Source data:
----------
PR #1816, opened 2021-06-23
[tests-only] Bump core commit id for tests

saw-jan:
Bumped commit ID of `core`
part of https://github.com/owncloud/QA/issues/662

PR #1817, opened 2021-06-23
[Tests-Only]Adjust remaining closed issues from the expected failures

jasson99:


phil-davis:
@jasson99 FYI we cherry-picked these changes into #1816 - so if that gets merged, you can close this PR.

PR #2394, opened 2021-12-21
Make gateway dumb again

kobergj:
Remove the logic that takes care of converting absolute path requests to relative ones. Gateway now expects to get relative request always


kobergj:
Closed in favor of this https://github.com/cs3org/reva/pull/2437

PR #2395, opened 2021-12-21
Fix building on FreeBSD

wkloucek:
rebased version of https://github.com/cs3org/reva/pull/1499, closes #1499


ishank011:
@wkloucek the issue is that with the go-prompt update, taking user input doesn't work, at least on mac systems. https://github.com/cs3org/reva/blob/master/cmd/reva/login.go#L99

PR #2419, opened 2022-01-06
Spaces fixes

butonic:
The decomposedfs now also checks the permissons on the root node of a space. This makes spaces of type 'project' show up for user that have received a share for the space.


C0rby (approved):
Just two small nitpicks. :+1:

PR #2433, opened 2022-01-11
fix shares provider filter

butonic:
The shares storage provider now correctly filters space types

related https://github.com/owncloud/ocis/pull/2946


kobergj (approved):
Awesome fix! I would have done it exactly the same!

PR #2436, opened 2022-01-12
Adjust "groupfilter" to be able to search by member name

rhafer:
Previously the input for the LDAP Groupfilter to lookup all groups a
specific user is member of was the userpb.UserId part of the User
object. I.e. it assumed we could run a single LDAP query to get all
groups a user is member of by specifying the userid. However most
LDAP Servers store the GroupMembership by either username (e.g. in
memberUID Attribute) or by the user's DN (e.g. in member/uniqueMember).

The GetUserGroups method was already updated recently to do a two-staged
lookup (first lookup the user's name by Id then search the Groups by
username). This change just removes the userpb.UserId template processing
from the GroupFilter and replaces it with a single string (the
username) to get rid of the annoying `{{.}}` template values in the
config.

In the future we should add a config switch to also allow lookups by
member DN.


refs (approved):

butonic (approved):
There really was no reason to use an interface in the signature, anymore. We can safely go with a plain string. While we could introduce a new config var and try to stay backwards compatible, I prefer to break now as otherwise misconfiguration is more error prone.

PR #2437, opened 2022-01-13
Make gateway dumb again

kobergj:
This PR will remove all logic from gateway except forwarding requests to other services


internal/grpc/services/gateway/storageprovider.go
```diff
@@ -573,37 +570,48 @@ func (s *svc) InitiateFileUpload(ctx context.Context, req *provider.InitiateFile
...
+	req.ResourceId = ref.ResourceId
+	return c.GetPath(ctx, req)
 
-	res, err := c.GetPath(ctx, req)
-	if err != nil {
-		return &provider.GetPathResponse{
-			Status: status.NewStatusFromErrType(ctx, "gateway could not call GetPath", err),
-		}, nil
-	}
+	/*
```
C0rby, line 583: You can delete the commented out code.

internal/http/services/owncloud/ocdav/propfind/propfind.go
```diff
@@ -458,7 +458,7 @@ func (p *Handler) getResourceInfos(ctx context.Context, w http.ResponseWriter, r
 					// add path to resource
 					res.Infos[i].Path = filepath.Join(info.Path, res.Infos[i].Path)
 					if spacesPropfind {
-						res.Infos[i].Path = utils.MakeRelativePath(res.Infos[i].Path)
+						res.Infos[i].Path = utils.MakeRelativePath(filepath.Join(info.Path, res.Infos[i].Path))
```
C0rby, line 461: Isn't this reintroducing a bug?
The `Join` is already happening in line 459.

C0rby (changes requested):

internal/http/services/owncloud/ocdav/propfind/propfind.go
kobergj: Good catch :+1: Removed it.

butonic (changes requested):
filepath -> path, then we can merge

butonic (approved):
❤️

C0rby (approved):

PR #2438, opened 2022-01-13
CreateStorageSpace allows already existing spaces.

dragotin:
The response contains all neccessary data as if it was created
newly.


dragotin:
Not solving...

PR #2443, opened 2022-01-14
fix app provider on public links

wkloucek:


wkloucek:
changes added to https://github.com/cs3org/reva/pull/2625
----------
• EXERCISE PROMPT:
Reproduce only the lines running from the one that contains "The response contains" to the last line of the records.

• ANSWER BELOW:
The response contains all neccessary data as if it was created
newly.


dragotin:
Not solving...

PR #2443, opened 2022-01-14
fix app provider on public links

wkloucek:


wkloucek:
changes added to https://github.com/cs3org/reva/pull/2625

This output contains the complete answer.